On the first day of publication of the cables, Sunday, WikiLeaks came under massive hacker attack. The net traffic heading to WikiLeaks leapt from 13 gigabits (thousand million bits) per second to around 17Gbps. It peaked at 18Gbps. WikiLeaks was no stranger to DDOS or “distributed denial of service” attacks. Someone controlling a “botnet” of tens of thousands of compromised Windows PCs was apparently orchestrating them in an attempt to bring wikileaks.org crashing down.

In a usual DDOS attack, the PCs try to communicate with the targeted site. A typical method is to send a “ping” request with a few packets of data. It’s a bit like ringing the site’s front doorbell. The site generally responds by acknowledging that the data reached it. On its own, a ping request is easy for a site to deal with. But when a blizzard of them arrives from all over the world and continues and continues, it becomes impossible for the site to do anything useful: it’s too busy answering the ping requests to deliver any useful data.

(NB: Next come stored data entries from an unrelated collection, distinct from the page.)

PR #51, opened 2020-04-20
Feature: Test that authentication fails gracefully

bohme:
🌊 🦑 :shipit:

### DIFF
--- a/app/controllers/api/v1/base_controller.rb
+++ b/app/controllers/api/v1/base_controller.rb
@@ -13,7 +13,7 @@ module Api
         if user.present? && valid_token?(user.authentication_token)
           sign_in user
         else
-          render json: {}, status: :unauthorized
+          head :unauthorized
         end
       end
 
--- a/app/controllers/api/v1/base_controller.rb
+++ b/app/controllers/api/v1/base_controller.rb
@@ -9,25 +9,22 @@ module Api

The DDOS attack that hit WikiLeaks that afternoon was eight times as large as any previous ones. The hacker behind it appeared to be a curious right-wing patriot called “The Jester” – or, in the argot he used, “th3j35t3r”. The Jester described himself as a “hacktivist for good”. His goal, as stated on his Twitter account, was to obstruct “the lines of communication for terrorists, sympathisers, fixers, facilitators, oppressive regimes and general bad guys”. As the attacks continued to pummel WikiLeaks, he tweeted excitedly: “www.wikileaks.org – TANGO DOWN – for attempting to endanger the lives of our troops, ‘other assets’ & foreign relations.” Normally, The Jester preferred to disrupt sites he viewed as being used by jihadist groups and other Islamist revolutionaries; every time he succeeded he sent the same delighted message: “TANGO DOWN”. Believed to be a former US military recruit, The Jester appeared to have decided on this occasion to target Assange.